Harris is not at all “refusing to lay out her own policy agenda.” The Biden-Harris policies are precisely the policies she’s intent on continuing, and that extends far beyond economics. Harris, and Walz beside her, are intent on continuing the Biden-Harris open borders policy, and they’re intent on continuing the Biden-Harris policy of speaking loudly while carrying no stick at all regarding our nation’s most dangerous enemies, Russia, the People’s Republic of China, and Iran.

Harris’ slipstreaming is her statement, if not in so many words, of the policies she intends to pursue in a Harris-Walz administration.

Foolishnesses

There were two by Bank of Japan managers in the Wall Street Journal lede regarding the BoJ’s interest rate moves.

A week after Japan’s top central banker shook up global markets with comments about raising interest rates, one of his deputies walked them back Wednesday and promised not to raise rates when markets are unstable.

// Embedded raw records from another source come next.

Issue #3731, opened 2023-09-25
[Light DOM] Wire adapters disconnecting immediately for components in dynamic slots


steelsojka:
### Description

When a component has a slot(s) that is used within conditionals (named or default), any components that are transcluded/rendered in that slot has it's wire adapters connected and then immediately disconnected. This causes issues with any wire adapters used in those components that subscribe on connect and then unsubscribe on disconnect. I've been able to do a minimal reproduction with a link in the reproduction steps section.  

```html
<template lwc:if={isMobile}>
  <div class="mobile" slot="navigation"></div>
</template>
<template lwc:else>
  <div class="desktop" slot="navigation"></div>
</template>
```

What I have noticed in my debugging is when the template is going through and disconnecting the old slot content, it is mixing up the contexts here: 

https://github.com/salesforce/lwc/blob/4b37d7fa2118f70cd83f64671e6b0a0785bb65c8/packages/%40lwc/engine-core/src/framework/wiring/wiring.ts#L292

`vm.context` is pointing to the newly created slot component (navigation in the case above) instead of the old one.

We believe this feature is supported based on the docs here, although it doesn't specifically state named slots.

https://lwc.dev/guide/composition#render-slots-conditionally

### Impact

This causes us to do some quirky workarounds that have unforeseen consequences. For example, we conditionally display different layouts based on form factor. We've had to completely clear the component template on form factor change and then queue up another render with the new template for the alternative form factor. This is something that has only been caught REALLY late in the development lifecycle, if not production.

#### Steps to Reproduce

See the readme of the stackblitz for steps to reproduce.

https://stackblitz.com/edit/salesforce-lwc-9wkkj8?file=readme.md

#### Expected Results
The wire adapters do not disconnect on the newly mounted component.

#### Actual Results
The wire adapters are disconnected immediately after being connected.

### Browsers Affected
Chrome

### Version
See reproduction `package.json`

**Possible Solution**

**Additional context/Screenshots**
Add any other context about the problem here. If applicable, add screenshots to help explain.

jmsjtu:
@steelsojka thanks for filing this bug! The team will look into it.

nolanlawson:
I [reduced](https://stackblitz.com/edit/salesforce-lwc-cpsqux?file=src%2Fmodules%2Fexample%2FadapterChild%2Fadapter.js) the repro a bit, and confirmed that this issue only occurs in light-DOM mode, not shadow-DOM mode (either native or synthetic shadow).

PR #4452, opened 2024-08-08
fix: fix light dom slot forwarding bug

### LINKED ISSUE #4446: Light DOM slot forwarding fails to render for duplicated slot names
This is an issue introduced by #4258. It affects light DOM components, and specifically named slots whose slot names are forwarded, and only when those slot names are duplicated in the containing template.

The bug is a bit hard to describe, so it's easier to illustrate with a repro: 5035243e3

The key component here is `header.html`:

```html
    <div lwc:if={isTablet}>
        <slot name="navigation"></slot>
    </div>
    <div lwc:else>
        <slot name="navigation"></slot>
    </div>
</template>
```

Note the duplicated slots with the same name (`navigation`). This is the key thing that triggers the bug when slot forwarding is present. If the condition (in this case `isTablet`) is toggled, then the content that should be rendered inside of the `<slot>` is not rendered.

nolanlawson:
## Details

Fixes #4446, partially reverts #4258.

The main thing this PR does is revert us from the 252 behavior to the 250 behavior, while also adding additional code to ensure that `disconnectedCallback` fires correctly. The bulk of what you need to know is in the code comments.

The ordering of `disconnectedCallback`s firing in light DOM may change when using slot forwarding.

### DIFF
--- a/packages/@lwc/engine-core/src/framework/api.ts
+++ b/packages/@lwc/engine-core/src/framework/api.ts
@@ -276,15 +276,27 @@ function s(
                         (isVBaseElement(vnode) || isVStatic(vnode)) &&
                         vnode.slotAssignment !== data.slotAssignment
                     ) {
-                        // When the light DOM slot assignment (slot attribute) changes we can't use the same reference
-                        // to the vnode because the current way the diffing algo works, it will replace the original reference
-                        // to the host element with a new one. This means the new element will be mounted and immediately unmounted.
-                        // Creating a copy of the vnode preserves a reference to the previous host element.
+                        // When the light DOM slot assignment (slot attribute) changes, we can't use the same reference
+                        // to the vnode because the current way the diffing algo works, it will replace the original
+                        // reference to the host element with a new one. This means the new element will be mounted and
+                        // immediately unmounted. Creating a copy of the vnode preserves a reference to the previous
+                        // host element.
                         clonedVNode = { ...vnode, slotAssignment: data.slotAssignment };
                         // For disconnectedCallback to work correctly in synthetic lifecycle mode, we need to link the
-                        // current VM to the clone, so that when the VM unmounts, the clone will also unmount.
+                        // current VM's velements to the clone, so that when the VM unmounts, the clone also unmounts.
                         // Note this only applies to VCustomElements, since those are the elements that we manually need
                         // to call disconnectedCallback for, when running in synthetic lifecycle mode.
+                        //
+                        // You might think it would make more sense to add the clonedVNode to the same velements array
+                        // as the original vnode's VM (i.e. `vnode.owner.velements`) rather than the current VM (i.e.
+                        // `vmBeingRendered.velements`), but this actually might not trigger disconnectedCallback
+                        // in synthetic lifecycle mode. The reason for this is that a reactivity change may cause
+                        // the slottable component to unmount, but _not_ the slotter component (see issue #4446).
+                        //
+                        // If this occurs, then the slottable component (i.e .this component we are rendering right
+                        // now) is the one that needs to own the clone. Whereas if a reactivity change higher in the
+                        // tree causes the slotter to unmount, then the slottable will also unmount. So using the
+                        // current VM works either way.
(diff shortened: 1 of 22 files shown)


packages/@lwc/engine-core/src/framework/api.ts
```diff
@@ -273,22 +274,31 @@ function s(
...
+                        // `vmBeingRendered.velements`), but this actually might not trigger disconnectedCallback
+                        // in synthetic lifecycle mode. The reason for this is that a reactivity change may cause
+                        // the slottable component to unmount, but _not_ the slotter component (see issue #4446).
+                        //
+                        // If this occurs, then the slottable component (i.e .this component we are rendering right
+                        // now) is the one that needs to own the clone. Whereas if a reactivity change higher in the
+                        // tree causes the slotter to unmount, then the slottable will also unmount. So using the
+                        // current VM works either way.
+                        if (isVCustomElement(vnode)) {
+                            addVNodeToChildLWC(clonedVNode as VCustomElement);
```
nolanlawson, line 301: This is the main change.

packages/@lwc/integration-karma/test/light-dom/lifecycle/index.spec.js
nolanlawson, line 1: Note that the order of `disconnectedCallback`s firing has changed, when light DOM slot forwarding is enabled. I could not managed to get it to fire in exactly the same order as it did before.

I think this not a super-serious observable change – most of the time, `disconnectedCallback` ordering doesn't matter as much as `connectedCallback` ordering. This is because `dC` is mostly used for simple teardowns, whereas `cC` may be used to fire events that should be caught by the container. (`dC` cannot fire events because the element is disconnected from the DOM.)

packages/@lwc/integration-karma/test/light-dom/lifecycle/index.spec.js
```diff
@@ -34,149 +65,192 @@ describe('standard slotting', () => {
...
-                          '9:disconnectedCallback',
-                          '8:disconnectedCallback',
-                      ]
-                    : [
-                          '10:connectedCallback',
-                          '11:connectedCallback',
-                          '12:connectedCallback',
-                          '4:disconnectedCallback',
-                      ]
-            );
```
nolanlawson, line 179: This is actually a bugfix – we are now correctly firing the expected `disconnectedCallback`s in synthetic lifecycle mode.

packages/@lwc/integration-karma/test/light-dom/lifecycle/index.spec.js
```diff
@@ -34,149 +65,192 @@ describe('standard slotting', () => {
...
+                // remove entire element
+                document.body.removeChild(elm);
+                await Promise.resolve();
+
+                expect(window.timingBuffer).toEqual([
+                    '8:disconnectedCallback',
+                    '9:disconnectedCallback',
+                    '4:disconnectedCallback',
+                ]);
+            });
```
nolanlawson, line 253: I didn't strictly need to add any `remove entire element` tests here, but I wanted to cover all my bases.

packages/@lwc/integration-karma/test/light-dom/lifecycle/index.spec.js
jmsjtu: If I remember correctly, the original issue with cloning vnodes was `disconnectedCallback` not firing, so I think it should be fine as long as it's being called.

nolanlawson: Yep, this is why I added a test – `should invoke connectedCallback/disconnectedCallback at all`. It's more important that `disconnectedCallback` actually fires than that it fires in a particular order.

jmsjtu:
I think this should also resolve #3731

nolanlawson:
> I think this should also resolve https://github.com/salesforce/lwc/issues/3731

Unfortunately I tested it out, and it looks like the #3731 is still not resolved by this PR. 😞

ekashida (approved):
🤞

The lesser of the two foolishnesses is that walkback of the BoJ’s statement that it was about to raise interest rates. The increase was both correct and necessary sooner rather than later. The deputy never should have been authorized to walk that commitment back. The BoJ simply should have stopped talking about the raise, having said it was coming. It should have simply done the raise at the appointed time.

The larger foolishness, though, was that subsequent commitment. It’s a promise that no one in the BoJ has any hope of keeping, or the BoJ will never raise interest rates. Stock markets are always unstable.

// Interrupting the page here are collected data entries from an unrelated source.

PR #4454, opened 2024-08-09
fix: revert "prevent prematurely cloning light dom slot vnodes"

nolanlawson:
## Details

This reverts commit 11058232634a18c530dc7aeee884694a81df7a9e (#4258).

The fix for #4446 is ready to go (#4452), but for 252 (Winter '25) I think it would be pragmatic to just revert #4258 entirely.

This will make the 252 behavior the same as 250. I think this is the right choice, because:

1. #4452 is quite complex, and we probably want time to bake in `main`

The stock market’s equilibria—moving sideways for a time—are unstable; it takes no particular event or perceived event to bump the market into a rise or a drop. Rises in the market are not stable; it takes no particular event or perceived event to bump the market into a short- or intermediate- or long-term fall—or into another supposedly stable sideways move. Falls in the market are not stable; it takes no particular event or perceived event to bump the market into a short- or intermediate- or long-term rise—or into another supposedly stable sideways move.

Timing the market is a money losing move; even when central bankers try it. All timing does is mitigate losses, at the expense of long-term gain, but even that presupposes some measure of stability. Long-term gain sacrifice as the price to pay for mitigating losses often is useful for those individuals who must preserve the wealth they have—they’re retired, for instance, and have no other income—but sacrificing long-term gain is a bad move for a nation, whose citizens need long-term growth for the sake of their own and future generations.

If central banks want market stability, such as may be available within a band of inflation around a target rate, they must generate that more-or-less availability by setting their nation’s interest rates at levels historically consistent with their nation’s inflation goals and then leave those rates alone and live with the natural volatility of a free market.